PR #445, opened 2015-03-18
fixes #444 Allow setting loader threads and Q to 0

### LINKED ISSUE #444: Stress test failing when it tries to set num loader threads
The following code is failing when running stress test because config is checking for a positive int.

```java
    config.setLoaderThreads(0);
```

* * * *

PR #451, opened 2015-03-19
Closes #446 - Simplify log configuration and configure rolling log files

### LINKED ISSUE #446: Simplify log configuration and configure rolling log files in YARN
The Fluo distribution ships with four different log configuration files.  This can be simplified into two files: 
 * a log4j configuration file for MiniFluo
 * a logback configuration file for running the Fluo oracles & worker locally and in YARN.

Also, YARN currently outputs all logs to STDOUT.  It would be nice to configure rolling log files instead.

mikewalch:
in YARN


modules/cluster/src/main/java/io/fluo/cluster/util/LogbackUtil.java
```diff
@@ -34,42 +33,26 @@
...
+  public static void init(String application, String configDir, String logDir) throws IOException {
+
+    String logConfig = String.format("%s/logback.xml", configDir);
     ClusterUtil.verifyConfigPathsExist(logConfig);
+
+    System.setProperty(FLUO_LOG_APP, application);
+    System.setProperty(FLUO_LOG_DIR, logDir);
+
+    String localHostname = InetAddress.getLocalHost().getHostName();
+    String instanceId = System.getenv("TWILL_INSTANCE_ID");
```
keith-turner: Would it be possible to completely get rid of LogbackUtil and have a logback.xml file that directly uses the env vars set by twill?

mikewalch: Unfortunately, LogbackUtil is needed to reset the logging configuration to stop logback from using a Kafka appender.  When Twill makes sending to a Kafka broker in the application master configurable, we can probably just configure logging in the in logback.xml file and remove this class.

* * * *

- _Prompt_:
How many lines in the data above contain the string "logConfig"? Reply with only the number.

- _Exercise solution_:
2